Notes on Constructing
an Orrery / Antikythera Mechanism
I've always had a great interest
in Astronomy, and I read with great interest
recent articles about the Antikythera Mechanism, which was apparently
an ancient orrery or simulator of motions of the heavenly bodies. The
machine, which was constructed circa 80 BC, could represent the motions
of most heavenly bodies known in its time using a clockwork consisting
of 37 gears.
Differential Gear Mechanism Was
Way Ahead of Its Time...
The front dial would show the progression of the Sun and
Moon through the Zodiac according to the ancient Egyptian calendar. The
lower back dial gives the Metonic cycle, the Synodic cycle, and the Lunar
year of 12 Synodic months. Later researchers determined that the device
could show the motion of the visible planets through the Zodiac, as well
as predict Solar and Lunar eclipses using the Saros scale. It also displayed
the Calippic scale.
Front and Back of a Reconstructed
Model of the Antykthera Mechanism
This Model May Be Closer. Note
the Spiral Tracks on the Back Dials
The Sun and Moon Dials Tracking
Against the Zodiac...
My Own Astronomical Clock
Design: Bobtikythera?
After reading some about the Antikythera Mechanism, I
was inspired and got interested in designing an astronomical clock of
my own. I don't know if I will ever finish the design, let alone build
it, but it is an interesting and challenging exercise. I'm learning a
lot about clockwork, as well as refreshing some old memories about astronomy
and learning for the first time more about how the Ancients dealt with
heavenly bodies. Fascinating stuff!
Let's consider the ratios needed to produce the outputs.
We will assume the input crank is 1 Egyptian calendar day each revolution:
Mechanism Feature

Period

Purpose

Input Crank 
1 rpm = 1 Egyptian
Day = 1.0007 Solar Days 
Moves all the other dials.

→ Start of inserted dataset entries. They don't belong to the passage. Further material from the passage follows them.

PR #9511, opened 2024-07-16
fix UnitSaveTorture with linux namespaces

caolanm:
Make unit-crash work reliably again

Change-Id: I9a6f9e8db8f6edced18fe20367afc4d599a29ed2

* Resolves: # 
* Target version: master 

### TODO

- [ ] ...

### Checklist


caolanm:
The "COOL 24.04 unit tests w/o cypress" has become particularly unreliable in ci with unit-crash failing a lot.

This is because we now detect earlier that bind mounting will fail by additionally in advance checking remount as well as mount+unmount. Bind mounting has basically always not worked on this ci config, but only at the remount stage, so coolwsd thought it worked and coolforkit discovered it didn't.

If coolwsd thinks bind mounting works, it reduces its timeout to restart coolforkit after a crash, so now it doesn't. unit-crash simulates such a crash, and that longer timeout for coolforkit to restart is 20 seconds, while the tests wait 10 seconds. So unit-crash fails more now that it did.

mmeeks (approved):
Looks very plausible - thanks ! =)

PR #9516, opened 2024-07-16
fix(hooks): Replace git diff-index call

Minion3665:
git-diff-index isn't always provided separately to the main git binary, so we can't necessarily use that as the command. We should always be able to use `git diff-index`, as the git binary will find files named `git-foo` when you run command `git foo`, so this will work whether the binary is separate or not

Change-Id: Id705855eedfd7e12c0706a9c7638e0bfb911b3fd

* Resolves: # 
* Target version: master 

### TODO

- [ ] ...

### Checklist

### DIFF
--- a/.git-hooks/pre-commit
+++ b/.git-hooks/pre-commit
@@ -40,7 +40,7 @@ sub check_whitespaces($)
             print STDERR "$filename:$lineno:$line\n";
         }
     }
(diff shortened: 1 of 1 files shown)


vmiklos (approved):
Yes, 'git diff-index' should work for everyone who was not living under a rock in the past 10 years. :-)

PR #9520, opened 2024-07-16
Private/caolan/usermount9

caolanm:
### Summary

Allow Namespace use even if BindMounting failed. In advance of potential fix for that problem to test standalone that a Namespace + Failed Bindmount works.

### TODO

- [ ] ...

### Checklist

### DIFF
--- a/kit/Kit.cpp
+++ b/kit/Kit.cpp
@@ -3052,6 +3052,10 @@ void lokit_main(
             jailLOInstallation.makeDirectory();
             const std::string loJailDestPath = jailLOInstallation.toString();
 
+            const std::string tempRoot = Poco::Path(childRoot, "tmp").toString();
+            const std::string tmpSubDir = Poco::Path(tempRoot, "cool-" + jailId).toString();
+            const std::string jailTmpDir = Poco::Path(jailPath, "tmp").toString();
+
             // The bind-mount implementation: inlined here to mirror
             // the fallback link/copy version bellow.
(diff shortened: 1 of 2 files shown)


caolanm:
Out lxc based ci container allows mount + unmount, but blocks our current remount flags, so right now whether using these linux namespaces or not (coolmount case), bind mounting fails in our ci and we end up using fallback linking.

Currently if bind mounting fails then we disable linux namespaces.

But we don't need to do that. If the linux namespace works, but bind mounting fails, we can continue to take advantage of the namespace not needing our coolforkit to have caps to chroot etc with the fallback filesystem linking

Typically for namespaces we have mounted /tmp in the child from a parent dir and for namespaces we always put files into that parent dir because the child mounts are hidden in the parent env. So if the mount didn't happen, link the fallback child /tmp dir to the same location it would normally have been mounted from and we can use the same location in the parent whether or not the bind mount from, or link to, worked.

vmiklos (approved):
I don't see anything obviously problematic with this.

> Out lxc based ci container allows mount + unmount, but blocks our current remount flags

And I assume this remount on the bind mount is also a leftover, or do we have a case where a remount is truly needed?

caolanm:
We want the remount, because we remount some of these bind mounts as readonly which is desirable. Its an annoying quirk that it has to be done in two passes, bind mount, then remount readonly and the 2nd pass fails due to some lxc apparmor rules. More to follow on that :-)

PR #9521, opened 2024-07-16
Private/caolan/remount flags

caolanm:
### Summary

Shrink our remount flags to the subset that we need to avoid container environment denials

### TODO

- [ ] ...

### Checklist

### DIFF
--- a/common/CoolMount.cpp
+++ b/common/CoolMount.cpp
@@ -29,13 +29,11 @@
 
 #define MOUNT mount_wrapper
 #define MS_MGC_VAL 0
-#define MS_SILENT 0
 #define MS_NODEV 0
 #define MS_UNBINDABLE 0
 #define MS_BIND 1
 #define MS_REC 2
 #define MS_REMOUNT 4
-#define MS_NOATIME 8
 #define MS_NOSUID 16
 #define MS_RDONLY 32
 
@@ -81,9 +79,6 @@ int mount_wrapper(const char *source, const char *target,
 
     if(mountflags & MS_REMOUNT)
         freebsd_flags |= MNT_UPDATE;
-
-    if(mountflags & MS_NOATIME)
-        freebsd_flags |= MNT_NOATIME;
 
     if(mountflags & MS_NOSUID)
         freebsd_flags |= MNT_NOSUID;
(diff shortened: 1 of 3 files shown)


caolanm:
Regardless of whether it is linux mount namespace, or traditional coolmount, in our lxc container the readonly remount attempt (of our previously successful bind mount) fails with permission denied so we end up without bind mounting used.

This turns out to be because lxc has default apparmor rules of
https://github.com/lxc/lxc/blob/main/config/apparmor/abstractions/container-base
where the flags we use for remount don't match any of the allowed patterns. 
Where the closest match is:  "mount options=(ro,remount,bind,nodev,nosuid)"

And we additionally add MS_NOATIME, MS_SILENT and MS_REC

We already know, putting lxc aside, that in the linux namespace mount case an additional MS_NOATIME, etc. will result in EPERM on remounting something hosted in a toplevel [rel]atime mount. man 2 mount has 'An attempt was made to modify (MS_REMOUNT) the MS_RDONLY, MS_NOSUID, or MS_NOEXEC flag, or one of the "atime" flags (MS_NOATIME, MS_NODIRATIME, MS_RELATIME) of an existing mount, but the mount is locked'.

Otherwise, the MS_REC "recursive" only matters for the original mount and not the remount. And MS_SILENT is obscure and doesn't really matter. So if we use a more standard set of mount options we work out of the box with the default lxc configuration.

caolanm:
@timar this is the lxc mystery mount failure error FWIW

vmiklos (approved):
I like this, using the same flags in the namespace_mount case vs not simplifies the picture.

I would naively expect that in theory we could get the mount flags right for the first time and we don't ever need to remount, but possibly I miss something. And it's just a related thought, it's not something that needs instant simplification anyway.

caolanm:
I'ts unfortunately inherent that it takes two passes, one to create a bind mount, and another to make it readonly. man 2 mount, "Creating a bind mount" using MS_BIND on creation ignores flags like MS_RDONLY :-(

vmiklos:
Ah, I missed you can't do a read-only bind mount out of the box, thanks for clarifying.

PR #9522, opened 2024-07-16
Private/caolan/usermount10

caolanm:
* Resolves: # 
* Target version: master 

### TODO

- [ ] ...

### Checklist


caolanm:
cypress tests now work fine in mount namepaces, so don't need to force that off anymore

vmiklos (approved):
Nice, the less special-casing we need for the tested wsd, the better.

PR #9529, opened 2024-07-17
Statusbar: Zoom: set different icons

pedropintosilva:
Better to opt for a more minimal icon set for the zoom controls in the
statusbar otherwise we end up remanding too much attention for what it
should be instead a secondary control set.
- Improve minus and plus svgs and use them instead of the
normal (lc_zoomout and lc_zoomin) that are used in view tab
- Create zoomreset icon to be also used only on the statusbar

Change-Id: I24afe1b9e8e6098d1cb93d6d9ad246af8381609d


browser/src/control/Control.StatusBar.js
```diff
@@ -248,10 +248,10 @@ class StatusBar extends JSDialog.Toolbar {
 			{type: 'customtoolitem',  id: 'next', command: 'next', text: _UNO('.uno:PageDown', 'text')},
 			{type: 'separator', id: 'prevnextbreak', orientation: 'vertical'},
 		].concat(window.mode.isTablet() ? [] : [
-			{type: 'customtoolitem',  id: 'zoomreset', command: 'zoomreset', text: _('Reset zoom')},
-			{type: 'customtoolitem',  id: 'zoomout', command: 'zoomout', text: _UNO('.uno:ZoomMinus')},
+			{type: 'customtoolitem',  id: 'zoomreset', command: 'zoomreset', text: _('Reset zoom'), image: 'images/zoomreset.svg'},
+			{type: 'customtoolitem',  id: 'zoomout', command: 'zoomout', text: _UNO('.uno:ZoomMinus'), image: 'images/minus.svg'},
 			{type: 'menubutton', id: 'zoom', text: '100', selected: 'zoom100', menu: this._generateZoomItems(), image: false},
-			{type: 'customtoolitem',  id: 'zoomin', command: 'zoomin', text: _UNO('.uno:ZoomPlus')}
+			{type: 'customtoolitem',  id: 'zoomin', command: 'zoomin', text: _UNO('.uno:ZoomPlus'), image: 'images/plus.svg'}
```
eszkadev, line 254: just 'plus' doesn't work? or maybe it was other property name like: "img:".
Paths are generated by the toolitem widget, would be good to avoid hardcoding here

pedropintosilva: yes I did a mistake, it should be img instead, thanks

pedropintosilva:
image

pedropintosilva:
also cleaned/minified svgs, existing svgs were quite big (via scour)

eszkadev (approved):

PR #9532, opened 2024-07-17

plubius:
The iOS app (and presumably the Android app) do not have jails. Instead, they read and write files directly from the user's local file system.

### DIFF
--- a/wsd/DocumentBroker.cpp
+++ b/wsd/DocumentBroker.cpp
@@ -1162,11 +1162,12 @@ bool DocumentBroker::doDownloadDocument(const Authorization& auth,
         LOG_WRN("Failed to process plugins on file [" << localPath << ']');
         return false;
     }
+
+    const std::string localFilePath = Poco::Path(FileUtil::buildLocalPathToJail(COOLWSD::EnableMountNamespaces, getJailRoot(), localPath)).toString();
+#else  //!MOBILEAPP
+    const std::string localFilePath = Poco::Path(getJailRoot(), localPath).toString();
 #endif //!MOBILEAPP
 
-    const std::string localFilePath = Poco::Path(FileUtil::buildLocalPathToJail(COOLWSD::EnableMountNamespaces,
-                                                                                getJailRoot(),
-                                                                                localPath)).toString();
     std::ifstream istr(localFilePath, std::ios::binary);
     Poco::SHA1Engine sha1;
     Poco::DigestOutputStream dos(sha1);


caolanm:
There's a bunch of these buildLocalPathToJail uses now, so if we need special !MOBILE handling it probably needs to go inside the buildLocalPathToJail itself?

But what I would *expect* to happen currently is that buildLocalPathToJail has an initial arg of COOLWSD::EnableMountNamespaces of false, and with false it should already work the same as the past, like the else branch of this patch.

And we only set EnableMountNamespaces to true inside COOLWSD::setupChildRoot which is inside a #if !MOBILEAPP block, so I wonder those beliefs have gone wrong?

plubius:
> There's a bunch of these buildLocalPathToJail uses now, so if we need special !MOBILE handling it probably needs to go inside the buildLocalPathToJail itself?
> 
> But what I would _expect_ to happen currently is that buildLocalPathToJail has an initial arg of COOLWSD::EnableMountNamespaces of false, and with false it should already work the same as the past, like the else branch of this patch.
> 
> And we only set EnableMountNamespaces to true inside COOLWSD::setupChildRoot which is inside a #if !MOBILEAPP block, so I wonder those beliefs have gone wrong?

I will take a closer look at this today. I admit I didn't really debug this issue too deeply. Just found it via a git bisect so I assumed that the COOL server has its own file storage hierarchy.

caolanm:
Yeah, I've merged this stuff very recently so I'm wondering if I accidentally fixed this in a recent commit or if I'm missing a MOBILE scenario

plubius:
So I found the cause: without my patch using COOL's master branch, the following debug patch fixes the problem on iOS:

[debugios.patch](https://github.com/user-attachments/files/16287561/debugios.patch)

On iOS, Poco::File(rootPath).createDirectories() throws an "Access to file denied" exception when the rootPath already exists which is most (maybe all?) of the time.

So do we need do anything other than catch and log the exception? If no, I'll can replace the fprintf with a LOG_WARN() and submit a new patch.

caolanm:
Aha!, I see now.

How about adding a final ", bool createDir = false)" arg to buildLocalPathToJail and use true in the one place which used to do an explicit createDirectories in the past, which is the one of "StorageBase::getLocalRootPath", leaving the rest to default to false. And make the createDirectories() conditional on that and we are then as we always were.

plubius:
> How about adding a final ", bool createDir = false)" arg to buildLocalPathToJail and use true in the one place which used to do an explicit createDirectories in the past, which is the one of "StorageBase::getLocalRootPath", leaving the rest to default to false. And make the createDirectories() conditional on that and we are then as we always were.

Actually, the problem is that "rootPath" in this code is a garbage path on iOS:

jails/92621-a028d88a/jail//Users/pluby/Library/Containers/E3D583D5-4C8C-4F4D-8FCB-BDFCBB2B9120/Data/tmp/1/Blank.odt

The leading "jails/92621-a028d88a/jail/" makes no sense but "/Users/pluby/Library/Containers/E3D583D5-4C8C-4F4D-8FCB-BDFCBB2B9120/Data/tmp/1" does get created somewhere else in the code.

So, what we really need to do get rid of the leading "jails/92621-a028d88a/jail/". That's probably why my original patch worked: it eliminated prepending the jails string.

plubius:
Closing this pull request as the fix is now in pull request #9545.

In the Egyptian Calendar,
a solar year is exactly 365 days, so the clockwork need not account
for leap years. 
Sideral Month Dial 
1 rpm = 27.3 Egyptian Days 
Motion of Moon Around the Zodiac. 
Sidereal Year Dial 
1 rpm = 365 Egyptian Days 
Motion of Sun Around the Zodiac. This was the front
dial of the Antikythera Mechanism. Also provided was a slip dial that
could be used to correlate the Egyptian days back to regular calendar
days incorporating the leap year. This second dial was set manually.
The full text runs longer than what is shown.